**Work instruction:** Every line holding the string "filter" should be copied out of the listing.

——————

PR #2402, opened 2026-05-20
Corrected link colours in RCP journey

lailien3:
https://eaflood.atlassian.net/browse/IWTF-5123

Links in various pages of the cancellation journey are not in the correct colours per the Design System. This is in both the English and Welsh journeys. The bright blue below is not correct.


irisfaraway (approved):
LGTM! But hold off merging until release is sorted

PR #2410, opened 2026-05-28
Refactored renewal service doesn't handle junior concessions properly

irisfaraway:
https://eaflood.atlassian.net/browse/IWTF-5145
https://eaflood.atlassian.net/browse/IWTF-5144

We recently refactored easy renewals to use the renewals service that we built for recurring payments. However because recurring payments aren't available for juniors, the service did not handle the transition from junior to adult licences properly. This PR fixes that bug so a user who has turned 17 since last purchasing a licence will be offered an adult licence when going through easy renewals.

It also fixes an issue where juniors with a disabled concession were being issued disabled adult licences.


packages/sales-api-service/src/services/__tests__/concession.service.spec.js
```diff
@@ -199,21 +199,29 @@ describe('preparePermissionDataForRenewal', () => {
...
         const permission = getMockPermission()
-        const disabledConcession = getDisabledNiConcession()
+        const disabledConcession = getDisabledBlueBadgeConcession()
         permission.concessions = [disabledConcession]
         await concessionService.addSenior(permission)
         expect(permission.concessions).toEqual([disabledConcession, getSeniorConcession()])
       })
 
-      it('add senior to NI', async () => {
+      it('adds a junior concession and keeps existing NI concession', async () => {
```
jaucourt: This name doesn't match what's happening - it's adding a senior concession to a disabled concession and then checking they're both applied to the permission after the `addSenior` call. There's nothing to do with juniors in the test.

packages/sales-api-service/src/services/__tests__/concession.service.spec.js
```diff
@@ -199,21 +199,29 @@ describe('preparePermissionDataForRenewal', () => {
...
         await concessionService.addSenior(permission)
         expect(permission.concessions).toEqual([disabledConcession, getSeniorConcession()])
       })
+
+      it('removes any existing junior concession', async () => {
+        const permission = getMockPermission()
+        const juniorConcession = getJuniorConcession()
+        permission.concessions = [juniorConcession]
+        await concessionService.addSenior(permission)
+        expect(permission.concessions).toEqual([getSeniorConcession()])
```
jaucourt, line 223: This doesn't read quite right to me - I feel like you should be explicitly testing that the junior concession  is absent. Quite happy to be disagreed with, though, I know you're effectively doing this by ensuring the senior concession is the only concession applied.

packages/sales-api-service/src/services/renewals/renewals.service.js
```diff
@@ -101,6 +101,10 @@ const prepareConcessionsData = async (existingPermission, dateData) => {
 
   if (isSenior(ageAtLicenceStartDate)) {
     await addSenior(existingPermission)
+  } else if (isJunior(ageAtLicenceStartDate)) {
+    await addJunior(existingPermission)
+  } else {
+    await removeJunior(existingPermission)
```
jaucourt, line 107: Do we need a `removeSenior` here as well?

jaucourt (changes requested):

packages/sales-api-service/src/services/__tests__/concession.service.spec.js
irisfaraway: Oops, yeah, that was a copy-paste error!

packages/sales-api-service/src/services/renewals/renewals.service.js
irisfaraway: Yeah, that probably wouldn't hurt. I'll add it.

packages/sales-api-service/src/services/__tests__/concession.service.spec.js
irisfaraway: I thought this was preferable since it also tests that the senior concession is successfully added, even if a junior one existed before.

jaucourt (approved):

PR #2414, opened 2026-06-08
License type on RCP details translation

Lawrence-Sithole-Def:
https://eaflood.atlassian.net/browse/IWTF-5125


Lawrence-Sithole-Def:
image

The test subject is treated as already “Senior” at licence start, but in the test they are still 65.

packages/gafl-webapp-service/src/pages/recurring-payments/cancel/details/__tests__/route.spec.js
```diff
@@ -125,45 +125,40 @@ describe('route', () => {
...
-        { key: { text: mssgs.rp_cancel_details_last_purchased }, value: { text: sampleData.permission.referenceNumber } },
-        { key: { text: mssgs.rp_cancel_details_licence_valid_until }, value: { text: sampleFormattedDate } }
-      ])
+      const licenceTypeRow = result.summaryTable.find(row => row.key.text === mssgs.rp_cancel_details_licence_type)
+      expect(licenceTypeRow.value.text).toContain('Trout and coarse (up to 2 rods)')
+      if (expectOver66) {
+        expect(licenceTypeRow.value.text).toContain('(over_66)')
+      } else {
+        expect(licenceTypeRow.value.text).not.toContain('(over_66)')
+      }
```
jaucourt: I'm a bit lost here. You've removed a test that was checking all rows of the summary table with one that only checks one row. So I think the other rows aren't tested now - which I don't think is right. Have I got this wrong?

packages/gafl-webapp-service/src/processors/recurring-payments-write-cache.js
```diff
@@ -11,7 +25,12 @@ export const setupCancelRecurringPaymentCacheFromAuthResult = async (request, au
         lastName: licensee.lastName,
         preferredMethodOfConfirmation: licensee.preferredMethodOfConfirmation?.label
       },
-      permit: { description: permit.description }
+      permit: {
+        description: permit.description,
+        permitSubtype: permit.permitSubtype,
+        numberOfRods: permit.numberOfRods
+      },
+      concessions: concessionsFromPermitDescription(permit.description)
```
jaucourt: Rather than extracting concessions from the permit description, can you not retrieve them from the concessionProofs linked to the existing permission?

PR #2436, opened 2026-07-06
Reintroduce address lookup refactor with fixes

irisfaraway:
https://eaflood.atlassian.net/browse/IWTF-5133

This PR reverts commit a96a1fa15e334dc25d1d4d882ec13428f71d53bc. It will be used as the main feature branch for additional fixes needed to make the address lookup changes work as required.


docker/env/gafl_webapp_telesales.env.example
```diff
@@ -10,8 +10,8 @@ REDIS_HOST=host.docker.internal
 REDIS_PORT=6379
 
 # Address lookup
-ADDRESS_LOOKUP_URL=http://host.docker.internal:9002/address-service/v1/addresses/postcode-and-premises
-ADDRESS_LOOKUP_KEY=IWTFdev
+ADDRESS_LOOKUP_URL=https://api.os.uk/search/places/v1/postcode
+ADDRESS_LOOKUP_KEY=
```
jaucourt: Is this still required? You look to have deleted it from the websales env file.

packages/gafl-webapp-service/src/services/address-lookup/address-lookup-service.js
```diff
@@ -1,50 +1,227 @@
...
-    premises: premises,
-    key: process.env.ADDRESS_LOOKUP_KEY,
-    lang: ADDRESS_LOOKUP_SERVICE.lang,
-    dataset: ADDRESS_LOOKUP_SERVICE.dataset
+    key: process.env.ADDRESS_LOOKUP_KEY
   })
 
+  if (offset > 0) {
+    params.append('offset', offset)
+  }
```
jaucourt, line 22: Tiny point, but would it be worth throwing an error if offset isn't greater than zero?

packages/gafl-webapp-service/src/services/address-lookup/address-lookup-service.js
```diff
@@ -1,50 +1,227 @@
...
+ */
+const fetchAdditionalPages = async (postcode, totalresults, maxresults, cap) => {
+  const effectiveTotal = Math.min(totalresults, cap)
+
+  // Calculate offsets for additional pages (first page already fetched at offset 0)
+  // Example: if effectiveTotal=250 and maxresults=100, generates [100, 200] to fetch pages 2 and 3
+  const offsets = Array.from(
+    { length: Math.ceil((effectiveTotal - maxresults) / maxresults) },
+    (_, i) => maxresults + i * maxresults
+  ).filter(offset => offset < effectiveTotal)
```
jaucourt: Using Array.from like this is a bit unusual, because the spec specifies that the first element should be an Array or Array-like iterable. Whilst a simple object with a length property works, it'd be a bit more robust to do `new Array(Math.ceil((effectiveTotal - maxresults) / maxresults))`.

Also, whilst concise, it's also not the most readable bit of code I've ever seen - I had to transpose it into CodePen to understand what it was doing. But perhaps I'm just a bit thick!

packages/gafl-webapp-service/src/services/address-lookup/address-lookup-service.js
```diff
@@ -1,50 +1,227 @@
...
+  const pageResults = await Promise.allSettled(offsets.map(offset => fetchPage(buildUrl(postcode, offset))))
+
+  const additionalResults = pageResults.filter(r => r.status === 'fulfilled' && r.value.results).flatMap(r => r.value.results)
+
+  const failedPages = pageResults
+    .map((result, idx) => ({ result, offset: offsets[idx] }))
+    .filter(({ result }) => result.status === 'rejected')
+    .map(({ result, offset }) => ({
+      offset,
+      error: result.reason?.message || 'Unknown error'
```
jaucourt, line 208: This is another function that could probably be a little clearer too...

packages/gafl-webapp-service/src/services/address-lookup/address-lookup-service.js
```diff
@@ -1,50 +1,227 @@
...
+
+  // Fetch additional pages if needed
+  const cap = getMaximumResultsCap()
+  const {
+    results: additionalResults,
+    failedPages,
+    pagesFetched: additionalPagesFetched
+  } = needsPagination
+    ? await fetchAdditionalPages(postcode, totalresults, maxresults, cap)
+    : { results: [], failedPages: [], pagesFetched: 0 }
```
jaucourt: The combination of an object destructure as well as a ternary makes this a bit too complex to tease the meaning from. Please could you simplify it a bit?

packages/gafl-webapp-service/src/services/address-lookup/address-lookup-service.js
```diff
@@ -1,50 +1,227 @@
...
+ * @param {object} firstPage - First page response
+ * @param {Array} additionalResults - Results from additional pages
+ * @param {Array} failedPages - Failed page information
+ * @param {number} additionalPagesFetched - Count of additional pages fetched
+ * @param {string} postcode - Postcode being searched
+ * @param {number} cap - Maximum results cap
+ * @param {number} startTime - Start timestamp for telemetry
+ * @returns {Array} Aggregated results
+ */
+const processResults = (firstPage, additionalResults, failedPages, additionalPagesFetched, postcode, cap, startTime) => {
```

——————

**Answer for this exercise:**
+  ).filter(offset => offset < effectiveTotal)
+  const additionalResults = pageResults.filter(r => r.status === 'fulfilled' && r.value.results).flatMap(r => r.value.results)
+    .filter(({ result }) => result.status === 'rejected')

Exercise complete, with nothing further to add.